A telephone life-line: Ita Venner

The soft voice on the telephone sounded close to tears as the question was whispered; ‘is this where I can get some information about having an abortion?”

An equally soft voice, but cheerful with the lilt of an Irish brogue, answered, “I’ll help you in any way I can.  Why do you want to abort your baby?”

There was a short hesitant pause, and then the frightened, worried caller replied that she had been going out with ‘this guy,’ and now, finding she was pregnant, he wanted nothing more to do with her.  She was afraid her parents would ‘kill her’ if they found out she was pregnant.

She was seventeen years old.

Gently, the other voice asked, “When did you become pregnant?  How old is your baby now?”

The young girl responded that she was about 10 or 11 weeks into her pregnancy.

“Do you know how big your baby is?” asked the second voice.

“Do you know that your baby’s heart is already beating, and that your baby already looks like you?”

Gently, with facts and truth, Ita Venner proceeded to paint a picture of the beautiful child the girl was carrying, and that all the help she needed was available to her.

The girl kept her baby.

This is one of the many babies saved by the remarkable Ita Venner, an outstanding pro-life person who spent a lifetime in nursing and knew exactly what abortion did to unborn children.  For years she placed a small advertisement in the “Personals” column of her local Whitby, Ontario newspaper.

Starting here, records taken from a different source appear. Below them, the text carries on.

PR #560, opened 2026-04-16
feat(activerecord): flesh out PostgreSQL OID core

deanmarano:
## Summary
- expand PostgreSQL OID::Array with Rails-like Data serialization, schema formatting, mapping, change detection, and force-equality behavior
- expand PostgreSQL OID::Range while preserving existing query Range usage
- align TypeMapInitializer with Rails run/query condition APIs and subtype registration for arrays, ranges, enums, domains, mapped types, and composites
- align PostgreSQL quoting edge cases for BinaryData bind shape, PG column default serialization, Xml/Bit/Array/Range/non-finite numeric quoting, and bytea helpers
- add focused tests for Array, Range, TypeMapInitializer, Vector wiring, and PostgreSQL quoting

## Validation
- pnpm vitest run packages/activerecord/src/connection-adapters/postgresql/quoting.test.ts
- pnpm vitest run packages/activerecord/src/connection-adapters/postgresql/oid/array.test.ts packages/activerecord/src/connection-adapters/postgresql/oid/range.test.ts packages/activerecord/src/connection-adapters/postgresql/oid/type-map-initializer.test.ts
- pnpm vitest run packages/activerecord/src/connection-adapters/postgresql/oid/array.test.ts packages/activerecord/src/connection-adapters/postgresql/oid/range.test.ts packages/activerecord/src/connection-adapters/postgresql/oid/type-map-initializer.test.ts packages/activerecord/src/adapters/postgresql/array.test.ts packages/activerecord/src/adapters/postgresql/range.test.ts packages/activerecord/src/adapters/postgresql/type-lookup.test.ts
- pnpm --filter @blazetrails/activerecord build
- pnpm api:compare --package activerecord (activerecord 2412/2859, 84.4%; OID array/range/type_map_initializer/vector remain 100%; PostgreSQL quoting now 11/17)
- pnpm test:compare --package activerecord

## Notes
- PostgreSQL quotedTrue/quotedFalse now emit inherited abstract SQL literals TRUE/FALSE instead of quoted t/f, matching Rails but changing emitted boolean literal SQL on existing code paths.
- Full pre-commit repo build is currently blocked by an existing unrelated TS4019 error in packages/activesupport/src/core-ext/object/try.ts: exported class Delegator implements private name Tryable.

### DIFF
--- a/packages/activerecord/src/connection-adapters/postgresql/oid/array.test.ts
+++ b/packages/activerecord/src/connection-adapters/postgresql/oid/array.test.ts
@@ -2,6 +2,7 @@ import { describe, expect, it } from "vitest";
 import { Array as OidArray, Data } from "./array.js";
 
 const stringSubtype = {
+  type: "string",
   cast: (value: unknown) => (value == null ? null : String(value)),
   serialize: (value: unknown) => (value == null ? null : String(value)),
   deserialize: (value: unknown) => (value == null ? null : String(value)),
@@ -9,6 +10,18 @@ const stringSubtype = {
 };
 
 describe("PostgreSQL::OID::Array", () => {
+  it("delegates type to the subtype", () => {
+    const type = new OidArray(stringSubtype);
+
+    expect(type.type).toBe("string");
+  });
+
+  it("casts scalar values through the subtype", () => {
+    const type = new OidArray(stringSubtype);
+
+    expect(type.cast(1)).toBe("1");
+  });
+
   it("serialize returns Data with encoder and casted values", () => {
     const type = new OidArray(stringSubtype);
     const data = type.serialize(["a", "b"]) as Data;
@@ -17,6 +30,12 @@ describe("PostgreSQL::OID::Array", () => {
     expect(data.encoder).toBe(type);
     expect(data.values).toEqual(["a", "b"]);
     expect(String(data)).toBe("{a,b}");
+  });
+
+  it("serialize returns non-array values unchanged", () => {
+    const type = new OidArray(stringSubtype);
+
+    expect(type.serialize("not an array")).toBe("not an array");
   });
 
   it("typeCastForSchema formats array elements through the subtype", () => {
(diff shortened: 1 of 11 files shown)


deanmarano:
Addressed the Array.deserialize routing bug (now calls subtype.deserialize when available, matching Rails' type_cast_array(..., :deserialize)).

Skipped the encodeRange bound-quoting suggestion — Rails' encode_range is literally:
`"[#{type_cast_range_value(range.begin)},#{type_cast_range_value(range.end)}#{...}"`

No per-bound quoting; the whole literal gets quoted by the outer quote()/quote_string. Adding double-quote escaping around each bound would diverge from Rails and produce different SQL output.

deanmarano:
Addressed both Copilot comments:

1. **Tryable interface+const duplicate** — false positive. TS declaration merging between an interface and a const of the same name is valid (they occupy separate namespaces, type vs value). Typecheck passes clean. Reverting to TryableMixin + re-export was what introduced the TS4019 'private name implements' error in the first place.

2. **assertValidRegistration NaN** — real bug, but Copilot's suggestion diverges from Rails. Rails does `oid.to_i`, which in Ruby returns **0** for non-numeric strings, not an error. The TS helper used `parseInt` which returns NaN. Fixed by updating `toInt` to mirror Ruby's `String#to_i` coercion — returns 0 for non-numeric input. Invalid OIDs now register under 0 matching Rails exactly (including Rails' subtly broken behavior where all invalid OIDs collide on 0, which is a Rails-upstream concern).

deanmarano:
Addressed 1 of 3 Copilot comments:

**#1 queryConditionsForKnownTypeNames filter** — skipped. Rails does `@store.keys.map { |n| "'#{n}'" }` with no filter and no empty guard. Our impl matches Rails verbatim (plus defensive quote-escape, already documented as a divergence). Filtering to string keys would diverge from Rails.

**#2 registerDomainType alias vs register** — skipped. Rails literally does `register row["oid"], base_type` after `@store.lookup(row["typbasetype"].to_i)`. Our code is a direct mirror. Switching to aliasType would diverge from Rails.

**#3 Array.deserialize nested arrays** — fixed in `5edd2d15`. Rails' deserialize only sees strings because PG::TextDecoder runs upstream. node-pg can decode arrays client-side before our code runs, so routing `Array.isArray` through `typeCastArray` (mirroring what `cast()` already does) handles the TS-specific reality. Annotated inline as a Rails divergence.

The ad simply read, “Abortion information? – Call (It’s telephone number).”  She got a lot of calls and her method was to reassure the worried, frightened caller that all the help she needed was available.  She always kept the focus on “your baby” and its stage of development, never talking about abortion being killing or murdering.  Instead, she constantly and persuasively encouraged the girl or woman to “let you baby live.”

Not all Ita Venner’s efforts were successful, but a great many were.  If asked directly how many babies she thought she had saved, she would simply reply, “a few,” and a beautiful smile would lighten up her face.

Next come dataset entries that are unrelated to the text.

PR #568, opened 2026-04-17
refactor(activerecord): retrofit 7 PG OID classes to extend Type::Value

deanmarano:
## Summary

First batch toward Rails-faithful PG adapter type_map wiring. Rails' entire \`OID::\` hierarchy descends from \`ActiveModel::Type::Value\`; on main these classes were standalone, which meant they couldn't be registered in a \`HashLookupTypeMap\` or participate in the adapter's type resolution path.

Retrofits (inheritance matches Rails exactly):

- **OID::Bit** extends \`Type<string>\` — \`cast_value\` now handles \`0x...\` hex notation → binary string like Rails; \`serialize\` wraps in \`Bit::Data\` with \`isBinary()\` / \`isHex()\` predicates mirroring Rails \`Data#binary?\` / \`#hex?\`.
- **OID::BitVarying** extends \`Bit\` (Rails: \`class BitVarying < OID::Bit\`).
- **OID::Bytea** extends \`BinaryType\` (Rails: \`class Bytea < Type::Binary\`) — only overrides \`deserialize\` to handle \`\\x...\` hex escape, falls back to parent for raw bytes / Data.
- **OID::Cidr** extends \`Type<string>\` (Rails: \`class Cidr < Type::Value\`).
- **OID::Inet** extends \`Cidr\` (Rails: \`class Inet < Cidr\`).
- **OID::Macaddr** extends \`StringType\` (Rails: \`class Macaddr < Type::String\`) — \`isChanged\` / \`isChangedInPlace\` do case-insensitive comparison like Rails' \`casecmp\`, so casing differences don't mark columns dirty.
- **OID::Decimal** extends \`DecimalType\` (Rails: \`class Decimal < Type::Decimal\`) — adds \`infinity(options)\` returning ±Infinity (Rails returns \`BigDecimal(\"Infinity\")\`; JS has no BigDecimal analog).

\`HashLookupTypeMap\` now accepts numeric keys so it can hold the OID-int registrations that layer on top of typname-string registrations, matching Rails' Hash semantics.

**Follow-up:** next PR retrofits \`Jsonb\`, \`Xml\`, \`Money\`, \`Point\`, \`Oid\`, \`SpecializedString\`, \`Timestamp\`, \`TimestampWithTimeZone\`, \`Interval\`, and adds \`Hstore\` / \`Enum\` as Type::Value classes. Final PR scaffolds \`initialize_type_map\` + adapter \`typeMap\` + \`getOidType\`.

## Test plan

[...]

PR #571, opened 2026-04-17
refactor(activerecord): retrofit batch-2 PG OID classes to extend Type::Value

deanmarano:
## Summary

Second batch of retrofits toward a Rails-faithful PG adapter type_map. With #568 this completes the OID class hierarchy — every PostgreSQL OID class now descends from \`ActiveModel::Type::Value\`, matching Rails' class tree 1:1. This is the final prerequisite before wiring \`initialize_type_map\` into the adapter.

**Retrofits (inheritance matches Rails):**

- **OID::Jsonb** extends \`JsonType\` (Rails: \`< Type::Json\`).
- **OID::Xml** extends \`StringType\` (Rails: \`< Type::String\`) — \`Data\` wrapper mirrors Rails' nested class.
- **OID::Money** extends \`DecimalType\` (Rails: \`< Type::Decimal\`) — scale hard-coded to 2 via constructor options; cast parses four locale money formats (US, EU, leading minus, accounting parens) then delegates to Decimal.
- **OID::Point** extends \`Type<PointValue>\` (Rails: \`< Type::Value\` with \`Helpers::Mutable\`). Adds \`PointValue\` mirroring Rails' \`ActiveRecord::Point = Struct.new(:x, :y)\`. Accepts String / Array / Hash / PointValue inputs; serialize drops trailing \`.0\` like Rails' \`number_for_point\`.
- **OID::Oid** extends \`IntegerType\` (Rails: \`< Type::UnsignedInteger\`) — rejects negatives to approximate unsigned semantics (no \`UnsignedIntegerType\` in activemodel yet).
- **OID::SpecializedString** extends \`StringType\` (Rails: \`< Type::String\`) — takes type symbol in constructor like Rails' \`attr_reader :type\`.
- **OID::Timestamp** extends \`DateTimeType\` (Rails: \`< DateTime\`) — reports \`:timestamp\` (no alias registry yet).
- **OID::TimestampWithTimeZone** extends \`DateTimeType\` (Rails: \`< DateTime\`) — reports \`:timestamptz\`. JS \`Date\` is UTC-internal so Rails' \`getutc\` normalisation is a no-op.
- **OID::Interval** extends \`Type<Duration>\` (Rails: \`< Type::Value\`) — cast via \`Duration.parse\`, serialize via \`iso8601\`, \`type_cast_for_schema\` quotes the serialized form.
- **OID::Hstore** extends \`Type<Record<string, string|null>>\` (Rails: \`< Type::Value\` with \`Helpers::Mutable\`). Full deserialize/serialize token parser mirroring Rails' StringScanner approach. \`changed_in_place?\` compares hashes, not strings, so key-order churn doesn't dirty.
- **OID::Enum** extends \`Type<string>\` (Rails: \`< Type::Value\`) — cast via \`String()\` mirroring Rails' \`value.to_s\`.

**Plumbing:** widen \`readonly name\` to \`name: string\` on \`StringType\`, \`JsonType\`, \`DateTimeType\`, \`IntegerType\`, \`DecimalType\` in activemodel so subclass overrides (\`Macaddr\`, \`Jsonb\`, \`Timestamp\`, \`Oid\`, \`Money\`) type-check.

**Tests:** unit-level Rails-named tests added where Rails has a counterpart:
- \`test_money_type_cast\` (money.test.ts)
- \`test_interval_type\`, \`test_interval_type_cast_from_invalid_string\`, \`test_interval_type_cast_from_numeric\` (interval.test.ts)
- \`test_deserialize\`, \`test_serialize\` (hstore.test.ts)

## Test plan

- [x] Full AR suite: 8358 passing, 0 regressions
- [x] Typecheck clean
- [x] \`api:compare\`: enum/jsonb/oid/point/specialized_string/timestamp all 100%; hstore 0% → 80%; interval 50% → 75%; timestamp_with_time_zone 50%; money 33% (base \`scale\` field isn't visible to api:compare's method extraction — Rails defines it as \`def scale; 2; end\`)

## Next

With every OID class now a proper \`Type::Value\`, the follow-up PR wires \`initialize_type_map(m)\` on \`PostgreSQLAdapter\` and adds \`getOidType\` / result-row casting, completing the \`initialize_type_map\` → TMI → \`get_oid_type\` Rails integration path.

### DIFF
--- a/packages/activemodel/src/type/date-time.ts
+++ b/packages/activemodel/src/type/date-time.ts
@@ -1,7 +1,7 @@
 import { Type } from "./value.js";
 
 export class DateTimeType extends Type<Date> {
-  readonly name = "datetime";
+  readonly name: string = "datetime";
 
   cast(value: unknown): Date | null {
     if (value === null || value === undefined) return null;
--- a/packages/activemodel/src/type/decimal.ts
+++ b/packages/activemodel/src/type/decimal.ts
@@ -1,7 +1,7 @@
 import { Type } from "./value.js";
 
 export class DecimalType extends Type<string> {
-  readonly name = "decimal";
+  readonly name: string = "decimal";
 
   cast(value: unknown): string | null {
     if (value === null || value === undefined) return null;
--- a/packages/activemodel/src/type/integer.ts
+++ b/packages/activemodel/src/type/integer.ts
@@ -1,7 +1,7 @@
 import { Type } from "./value.js";
 
 export class IntegerType extends Type<number> {
-  readonly name = "integer";
+  readonly name: string = "integer";
   private readonly _range: [number, number];
 
   constructor(options?: { precision?: number; scale?: number; limit?: number }) {
--- a/packages/activemodel/src/type/json.ts
+++ b/packages/activemodel/src/type/json.ts
@@ -1,7 +1,7 @@
 import { Type } from "./value.js";
 
 export class JsonType extends Type<unknown> {
-  readonly name = "json";
+  readonly name: string = "json";
 
   cast(value: unknown): unknown | null {
     if (value === null || value === undefined) return null;
--- a/packages/activemodel/src/type/string.ts
+++ b/packages/activemodel/src/type/string.ts
@@ -10,7 +10,7 @@ export class StringType extends Type<string> {
     return String(value);
   }
 
-  serialize(value: unknown): string | null {
+  serialize(value: unknown): unknown {
     return this.cast(value);
   }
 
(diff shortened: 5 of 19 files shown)


deanmarano:
Five of six applied in `2fd4196d`:
- **#1 Money.name / #6 Jsonb.name**: overridden to "money" / "jsonb" so inherited `name` matches `type()`.
- **#2 Hstore empty-string**: returns `{}` instead of throwing.
- **#3 Hstore non-plain objects**: `isPlainObject` guard keeps Date/Map/class instances out of the Hash branch.
- **#5 Xml @ts-expect-error**: dropped by widening `StringType.serialize` to `unknown` (matches Ruby's untyped serialize return).

**Skipped #4 (Interval.serialize numeric path):** looks unreachable in the `cast → serialize` flow, but Rails keeps both branches deliberately — the numeric branch handles raw `Float` results from `Time` arithmetic (`Time.current - (Time.current + 1.hour)` returns a Float) that reach `serialize` without going through `cast`. Matching Rails.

Ita Venner, 71, passed away on February 27, 1992.  She was buried in St. Frances de Sales cemetery in Ajax, Ontario.

Could you use Ita’s idea in your community?

She won’t object if you do.  For more on this wise lady, see Grace Petrasek’s Silhouettes against the snow published by The Interim Publishing Co.

No compromise: Rev. Alex Calder

Rev. Alex Calder died February 22, 1992.  He was a Presbyterian minister and a former Moderator of the Presbyterian Church of Canada.

Dr. Calder was a brave man and a dedicated defender of innocent pre-born babies.  He spoke out constantly against his own church’s indifference to the scandal of abortion.

When the Family Coalition Party of Ontario got started, Alex Calder, then retired, was asked to run as a candidate in Peterborough.  A shy man, his reply was simply, “I’m scared to death of politics, but if it will help stop abortion, I’ll do it.”  Alex didn’t compromise his principles.  He received almost 10 per cent of the ballots cast.

Rev. Calder demonstrated another act of bravery when he participated in a 1989 Operation Rescue at Henry Morgentaler’s Toronto abortuary.  He had been asked to come along ‘for the ride.’  When the time came for volunteers willing to risk arrest and possible imprisonment, one of the first to move was Alex Calder.  Unlike most of those volunteers, he was walking into the unknown, yet he never hesitated.

He was 73 at the time.

A quiet, loving, gentle man, Alex Calder has gone to the Lord he served so faithfully all his life.  We will miss him.  We need more like him.